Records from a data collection
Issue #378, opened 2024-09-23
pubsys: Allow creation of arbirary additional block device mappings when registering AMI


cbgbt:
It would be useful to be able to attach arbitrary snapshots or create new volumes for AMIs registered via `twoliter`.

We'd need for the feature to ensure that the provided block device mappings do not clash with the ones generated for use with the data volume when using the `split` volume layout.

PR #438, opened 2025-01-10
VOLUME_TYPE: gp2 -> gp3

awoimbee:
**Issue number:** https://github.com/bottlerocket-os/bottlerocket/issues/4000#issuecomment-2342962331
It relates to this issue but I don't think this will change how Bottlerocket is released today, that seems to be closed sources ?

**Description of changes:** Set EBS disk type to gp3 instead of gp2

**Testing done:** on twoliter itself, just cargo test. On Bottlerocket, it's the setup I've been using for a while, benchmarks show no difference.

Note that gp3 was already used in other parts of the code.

==

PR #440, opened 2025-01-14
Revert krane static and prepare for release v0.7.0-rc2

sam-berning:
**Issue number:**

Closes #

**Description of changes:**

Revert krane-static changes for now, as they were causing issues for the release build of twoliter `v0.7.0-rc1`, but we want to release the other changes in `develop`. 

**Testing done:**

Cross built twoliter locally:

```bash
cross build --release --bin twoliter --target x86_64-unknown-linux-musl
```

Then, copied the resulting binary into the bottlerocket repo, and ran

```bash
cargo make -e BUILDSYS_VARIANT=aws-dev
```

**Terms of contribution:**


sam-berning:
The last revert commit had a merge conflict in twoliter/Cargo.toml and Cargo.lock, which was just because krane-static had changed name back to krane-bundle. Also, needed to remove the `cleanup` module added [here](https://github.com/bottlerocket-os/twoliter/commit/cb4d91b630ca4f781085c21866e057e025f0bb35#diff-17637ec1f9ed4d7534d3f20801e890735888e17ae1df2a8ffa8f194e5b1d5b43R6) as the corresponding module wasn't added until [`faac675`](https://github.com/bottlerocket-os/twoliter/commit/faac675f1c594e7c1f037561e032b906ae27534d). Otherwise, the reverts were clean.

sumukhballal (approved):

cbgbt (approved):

--

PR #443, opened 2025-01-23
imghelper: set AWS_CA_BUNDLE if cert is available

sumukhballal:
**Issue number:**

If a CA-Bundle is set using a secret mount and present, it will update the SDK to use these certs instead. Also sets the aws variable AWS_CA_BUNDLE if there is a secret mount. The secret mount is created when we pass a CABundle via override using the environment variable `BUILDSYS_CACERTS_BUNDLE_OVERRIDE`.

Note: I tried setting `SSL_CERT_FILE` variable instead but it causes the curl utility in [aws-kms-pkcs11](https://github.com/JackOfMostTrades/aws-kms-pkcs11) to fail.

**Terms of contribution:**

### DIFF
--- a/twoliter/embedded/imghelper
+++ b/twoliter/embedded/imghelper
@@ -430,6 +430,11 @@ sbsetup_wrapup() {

## INSTRUCTIONS FOR THE TASK
Wherever the word "sumukhballal" turns up in a line of the entries above, copy that line.

## ANSWER TO THIS EXERCISE
sumukhballal (approved):
sumukhballal:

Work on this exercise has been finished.